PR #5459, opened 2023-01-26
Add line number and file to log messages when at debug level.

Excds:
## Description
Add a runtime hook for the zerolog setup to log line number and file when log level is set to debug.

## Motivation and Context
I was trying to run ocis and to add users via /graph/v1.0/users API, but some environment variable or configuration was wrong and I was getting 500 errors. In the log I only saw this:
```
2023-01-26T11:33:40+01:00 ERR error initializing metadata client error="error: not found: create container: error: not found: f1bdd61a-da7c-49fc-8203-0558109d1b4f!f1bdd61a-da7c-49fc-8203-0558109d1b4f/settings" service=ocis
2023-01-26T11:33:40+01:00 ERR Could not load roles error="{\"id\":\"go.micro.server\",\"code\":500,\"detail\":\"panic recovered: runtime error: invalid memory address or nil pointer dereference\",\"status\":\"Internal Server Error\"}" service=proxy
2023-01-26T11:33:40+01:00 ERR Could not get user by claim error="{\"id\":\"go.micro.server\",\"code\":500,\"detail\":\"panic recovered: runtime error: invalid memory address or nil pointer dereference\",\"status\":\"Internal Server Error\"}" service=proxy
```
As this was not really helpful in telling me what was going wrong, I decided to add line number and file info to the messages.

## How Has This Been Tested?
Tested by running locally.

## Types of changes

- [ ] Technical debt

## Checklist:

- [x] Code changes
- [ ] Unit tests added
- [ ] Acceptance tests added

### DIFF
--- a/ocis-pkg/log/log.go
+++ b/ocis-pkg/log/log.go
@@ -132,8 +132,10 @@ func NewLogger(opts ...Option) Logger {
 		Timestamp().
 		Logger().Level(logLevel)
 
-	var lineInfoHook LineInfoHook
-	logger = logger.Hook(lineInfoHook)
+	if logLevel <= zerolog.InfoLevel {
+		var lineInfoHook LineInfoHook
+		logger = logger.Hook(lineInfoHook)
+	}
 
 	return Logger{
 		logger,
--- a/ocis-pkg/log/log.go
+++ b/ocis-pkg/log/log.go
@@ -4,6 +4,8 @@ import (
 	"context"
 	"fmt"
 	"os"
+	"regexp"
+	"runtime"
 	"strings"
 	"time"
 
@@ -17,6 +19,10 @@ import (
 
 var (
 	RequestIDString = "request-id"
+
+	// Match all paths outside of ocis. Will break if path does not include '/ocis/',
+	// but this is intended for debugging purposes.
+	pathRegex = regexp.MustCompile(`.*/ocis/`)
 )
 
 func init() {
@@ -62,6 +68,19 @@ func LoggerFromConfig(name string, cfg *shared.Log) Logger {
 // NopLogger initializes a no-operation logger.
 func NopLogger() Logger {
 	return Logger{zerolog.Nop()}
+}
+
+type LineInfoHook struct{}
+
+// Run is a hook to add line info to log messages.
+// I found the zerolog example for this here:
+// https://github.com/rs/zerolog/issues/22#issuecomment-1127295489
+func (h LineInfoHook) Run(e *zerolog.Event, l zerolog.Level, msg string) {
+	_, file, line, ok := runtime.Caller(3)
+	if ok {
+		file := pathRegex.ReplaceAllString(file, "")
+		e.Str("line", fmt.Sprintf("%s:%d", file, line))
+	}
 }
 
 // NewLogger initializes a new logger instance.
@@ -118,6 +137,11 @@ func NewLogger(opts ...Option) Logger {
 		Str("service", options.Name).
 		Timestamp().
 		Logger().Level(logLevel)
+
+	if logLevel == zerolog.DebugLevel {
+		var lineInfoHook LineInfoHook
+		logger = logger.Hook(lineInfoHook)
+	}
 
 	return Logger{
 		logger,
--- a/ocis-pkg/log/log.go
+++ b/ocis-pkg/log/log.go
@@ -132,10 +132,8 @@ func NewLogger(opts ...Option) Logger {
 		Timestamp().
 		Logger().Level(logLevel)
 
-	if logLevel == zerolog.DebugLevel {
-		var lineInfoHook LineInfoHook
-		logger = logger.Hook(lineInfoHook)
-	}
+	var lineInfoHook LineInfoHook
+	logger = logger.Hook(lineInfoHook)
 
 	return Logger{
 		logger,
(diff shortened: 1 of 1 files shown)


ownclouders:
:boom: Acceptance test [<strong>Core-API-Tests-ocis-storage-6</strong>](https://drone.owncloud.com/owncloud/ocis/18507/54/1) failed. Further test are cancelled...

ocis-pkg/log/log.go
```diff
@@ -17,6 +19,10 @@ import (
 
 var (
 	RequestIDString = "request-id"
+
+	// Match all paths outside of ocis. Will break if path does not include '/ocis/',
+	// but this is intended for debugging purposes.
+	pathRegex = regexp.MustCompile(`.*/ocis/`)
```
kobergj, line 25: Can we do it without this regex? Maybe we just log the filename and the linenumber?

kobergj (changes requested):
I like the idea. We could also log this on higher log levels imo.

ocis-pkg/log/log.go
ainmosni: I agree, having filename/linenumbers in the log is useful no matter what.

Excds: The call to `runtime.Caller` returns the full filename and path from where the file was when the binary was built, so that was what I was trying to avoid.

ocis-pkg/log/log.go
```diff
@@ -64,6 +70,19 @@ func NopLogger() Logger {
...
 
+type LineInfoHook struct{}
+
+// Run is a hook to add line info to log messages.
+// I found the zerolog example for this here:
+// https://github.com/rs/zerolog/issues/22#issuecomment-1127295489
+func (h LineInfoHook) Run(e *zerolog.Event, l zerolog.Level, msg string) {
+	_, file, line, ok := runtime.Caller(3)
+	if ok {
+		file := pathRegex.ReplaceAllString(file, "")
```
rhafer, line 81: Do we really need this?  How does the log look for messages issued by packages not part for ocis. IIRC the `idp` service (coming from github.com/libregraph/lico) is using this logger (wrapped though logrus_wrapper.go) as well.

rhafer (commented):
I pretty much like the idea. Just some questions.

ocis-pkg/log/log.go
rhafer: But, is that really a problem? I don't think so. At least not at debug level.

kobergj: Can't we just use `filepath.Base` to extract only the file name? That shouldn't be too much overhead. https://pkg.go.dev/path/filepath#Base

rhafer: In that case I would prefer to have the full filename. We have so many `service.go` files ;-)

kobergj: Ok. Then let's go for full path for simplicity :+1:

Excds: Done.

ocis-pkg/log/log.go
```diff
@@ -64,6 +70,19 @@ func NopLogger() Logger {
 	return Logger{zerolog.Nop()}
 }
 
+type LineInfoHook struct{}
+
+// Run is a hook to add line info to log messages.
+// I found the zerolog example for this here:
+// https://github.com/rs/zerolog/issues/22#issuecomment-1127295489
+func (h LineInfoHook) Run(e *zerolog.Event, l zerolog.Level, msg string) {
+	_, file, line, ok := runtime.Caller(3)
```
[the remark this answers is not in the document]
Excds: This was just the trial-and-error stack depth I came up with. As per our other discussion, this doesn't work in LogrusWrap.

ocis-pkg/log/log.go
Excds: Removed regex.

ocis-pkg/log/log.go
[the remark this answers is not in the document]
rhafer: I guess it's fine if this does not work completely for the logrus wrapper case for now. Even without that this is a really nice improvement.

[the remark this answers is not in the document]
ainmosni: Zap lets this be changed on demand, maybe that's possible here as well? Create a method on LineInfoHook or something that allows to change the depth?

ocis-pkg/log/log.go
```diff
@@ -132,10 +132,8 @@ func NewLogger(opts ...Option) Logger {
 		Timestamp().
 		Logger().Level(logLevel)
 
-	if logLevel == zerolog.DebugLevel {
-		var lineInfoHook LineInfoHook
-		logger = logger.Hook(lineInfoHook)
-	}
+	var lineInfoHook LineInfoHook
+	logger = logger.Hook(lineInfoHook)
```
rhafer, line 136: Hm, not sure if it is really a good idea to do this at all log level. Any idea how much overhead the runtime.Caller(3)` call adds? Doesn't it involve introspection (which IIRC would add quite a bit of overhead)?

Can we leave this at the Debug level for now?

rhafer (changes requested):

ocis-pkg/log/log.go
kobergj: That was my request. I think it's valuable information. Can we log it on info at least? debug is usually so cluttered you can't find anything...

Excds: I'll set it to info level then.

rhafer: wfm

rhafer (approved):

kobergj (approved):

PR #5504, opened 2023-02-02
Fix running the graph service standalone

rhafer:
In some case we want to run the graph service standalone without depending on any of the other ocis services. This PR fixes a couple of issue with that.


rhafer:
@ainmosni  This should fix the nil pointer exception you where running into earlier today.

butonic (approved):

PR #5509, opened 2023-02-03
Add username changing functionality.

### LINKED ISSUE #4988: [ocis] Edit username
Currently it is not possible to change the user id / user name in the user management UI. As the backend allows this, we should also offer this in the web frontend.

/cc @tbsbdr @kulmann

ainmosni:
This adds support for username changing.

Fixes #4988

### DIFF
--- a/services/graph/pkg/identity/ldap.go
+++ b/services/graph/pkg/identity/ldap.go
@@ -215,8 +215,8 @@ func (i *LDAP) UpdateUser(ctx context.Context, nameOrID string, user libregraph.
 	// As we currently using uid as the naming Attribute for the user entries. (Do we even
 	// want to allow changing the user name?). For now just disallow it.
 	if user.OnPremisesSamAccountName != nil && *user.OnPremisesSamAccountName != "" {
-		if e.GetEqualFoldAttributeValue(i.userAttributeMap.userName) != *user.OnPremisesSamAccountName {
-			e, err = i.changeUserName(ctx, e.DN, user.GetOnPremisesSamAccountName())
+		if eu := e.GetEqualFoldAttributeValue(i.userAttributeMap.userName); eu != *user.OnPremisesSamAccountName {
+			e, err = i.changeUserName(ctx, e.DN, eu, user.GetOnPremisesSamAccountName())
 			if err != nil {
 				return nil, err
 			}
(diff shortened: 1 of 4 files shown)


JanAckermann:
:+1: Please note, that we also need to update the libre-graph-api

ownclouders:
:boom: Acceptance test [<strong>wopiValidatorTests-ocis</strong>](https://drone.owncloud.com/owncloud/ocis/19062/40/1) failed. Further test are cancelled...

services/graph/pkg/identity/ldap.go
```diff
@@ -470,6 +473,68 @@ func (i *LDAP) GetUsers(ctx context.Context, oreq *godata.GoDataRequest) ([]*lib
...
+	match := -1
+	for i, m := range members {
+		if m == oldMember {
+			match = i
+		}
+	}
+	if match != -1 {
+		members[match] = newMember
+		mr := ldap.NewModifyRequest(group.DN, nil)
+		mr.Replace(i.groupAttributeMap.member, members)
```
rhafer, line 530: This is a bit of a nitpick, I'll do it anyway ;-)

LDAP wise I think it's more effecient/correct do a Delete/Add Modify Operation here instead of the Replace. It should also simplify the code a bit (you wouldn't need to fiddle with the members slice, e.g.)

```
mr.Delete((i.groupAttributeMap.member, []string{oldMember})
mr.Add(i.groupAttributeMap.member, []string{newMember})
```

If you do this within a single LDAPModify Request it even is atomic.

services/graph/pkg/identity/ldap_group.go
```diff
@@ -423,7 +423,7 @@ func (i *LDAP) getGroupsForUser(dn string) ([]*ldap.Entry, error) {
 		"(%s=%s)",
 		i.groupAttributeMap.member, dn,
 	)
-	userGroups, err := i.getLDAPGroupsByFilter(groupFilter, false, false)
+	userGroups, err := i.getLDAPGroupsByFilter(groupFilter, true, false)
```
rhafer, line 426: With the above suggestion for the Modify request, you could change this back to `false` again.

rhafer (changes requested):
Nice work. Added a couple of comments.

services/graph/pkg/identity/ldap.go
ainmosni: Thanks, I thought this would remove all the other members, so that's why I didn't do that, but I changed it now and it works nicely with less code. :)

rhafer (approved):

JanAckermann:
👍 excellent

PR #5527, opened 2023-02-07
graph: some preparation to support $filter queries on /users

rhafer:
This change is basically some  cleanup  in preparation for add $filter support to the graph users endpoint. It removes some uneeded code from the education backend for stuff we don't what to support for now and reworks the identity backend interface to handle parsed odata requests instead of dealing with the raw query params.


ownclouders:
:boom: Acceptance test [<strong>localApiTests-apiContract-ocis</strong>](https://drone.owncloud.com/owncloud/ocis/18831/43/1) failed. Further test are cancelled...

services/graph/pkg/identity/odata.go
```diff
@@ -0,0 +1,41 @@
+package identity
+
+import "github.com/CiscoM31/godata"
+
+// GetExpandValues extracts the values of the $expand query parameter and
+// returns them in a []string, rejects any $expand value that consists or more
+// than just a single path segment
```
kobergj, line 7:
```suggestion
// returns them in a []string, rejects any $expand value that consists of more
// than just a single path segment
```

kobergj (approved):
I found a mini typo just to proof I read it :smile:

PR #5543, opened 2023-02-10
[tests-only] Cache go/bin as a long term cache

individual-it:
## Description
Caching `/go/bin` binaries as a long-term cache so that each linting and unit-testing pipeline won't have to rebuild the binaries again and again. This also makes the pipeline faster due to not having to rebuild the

▸ Work to be completed
Which of the lines in the material carry the string "opts"? Pull them out.

▸ Reply
@@ -132,8 +132,10 @@ func NewLogger(opts ...Option) Logger {
@@ -118,6 +137,11 @@ func NewLogger(opts ...Option) Logger {
@@ -132,10 +132,8 @@ func NewLogger(opts ...Option) Logger {
@@ -132,10 +132,8 @@ func NewLogger(opts ...Option) Logger {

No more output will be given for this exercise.